The ascetic moralism of religion regarding sex tends to sever it from the sphere of emotions. Sexuality, being repressed, the need for it does not go away, but suffers a degradation and acquires, when it surfaces, an urgency and paroxysm. Much of the modern liberalism in sexuality is precisely such an urgency and paroxysm that does not recognize its origin, is a prolongation of the rift at the heart of the human soul between sexuality and emotion. A man still fighting a ghost who is no longer here.
The morality of religions that stigmatizes certain acts (or ideas of acts) as sin, obstructs the ability of reason to comprehend the dynamics (emotional, social, biologic, etc.) that are affecting the acts and thus hinders any possibility for true understanding and change.
The focus of our current modes of education is creating surfs for the economic machine, and not real and whole human beings, ready for a life brimming with loss and hope, anxiety and longing. Education in its current form leaves us underdeveloped precisely in those areas we need most, areas that would enable our full maturity and our growing into our full potential.

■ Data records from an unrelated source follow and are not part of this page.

Issue #95, opened 2018-04-12
Add Docker compose for dependencies


bzz:
To streamline first user experience:
 - add simple Docker compose script for dependencies: DB and FE - it will enable part of #84 
 - make CI use it

PR #115, opened 2018-05-07
add docker-compose

smacker:
Part of #95 

With this docker-compose.yml it's possible to do:

- `docker-compose up -d scylla feature_extractor`: would run deps for gemini on local machine
- `docker-compose up -d` && `docker-compose exec gemini ./report` run report command without any dependencies on host machine.

CI will be updated in another commit (after merge of #111)

### DIFF
--- a/docker-compose.yml
+++ b/docker-compose.yml
@@ -1,0 +1,46 @@
+version: "3"
+services:
+  gemini:
+    build: .
+    volumes:
+      - ./repositories:/repositories
+    network_mode: "host"
+
+  scylla:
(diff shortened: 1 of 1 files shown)


bzz:
Looks great, why not to also include in this PR an update to https://github.com/src-d/gemini/#run that adds subsections:

```
## Run
### Standalone
<old content of Run section here>

### With Docker
<instructions on docker-compose from this PR>
```

What do you think?

smacker:
Documentation will be updated in another PR with adding env variables (at least for now in bash scripts) to avoid problems with busy ports.

Issue #113, opened 2018-05-04
File-similarity: apply default parameters, found by ML team


bzz:
ML team [has done extensive research](https://github.com/src-d/backlog/issues/1197#issuecomment-383632529) on number of optimal parameters for file-based similarity detection:
 - best feature extractors for this job
 - feature extractors weights
 - threshold
 - hash size

@EgorBu could you please take a look and help by:
 - check that no parameters are missing from the list above
 - provide a default values for those, that we should be using in Gemini

EgorBu:
parameters for val_acc 0.9497 - best so far
* best combination of feature extractors`('lit', 'id', 'graphlet')`
* `id_split_stem True` - identifiers should be splitted
* `lit_weight 264.38490183192016`
* `id_weight 194.2959667378745`
* `graphlet_weight 547.7754676767302`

Freedom is not a letting go; it is a feeling of fullness that is only possible for those who subjugate themselves to a strict discipline and a regimen for the soul. Freedom is a feeling of greatness arising from channeling one’s energy into one or two things at the expense of many others. It is saying No to many things that one may wholeheartedly say Yes to the one or two things that one desires to rise through. Otherwise one stays mediocre as much of modernity is.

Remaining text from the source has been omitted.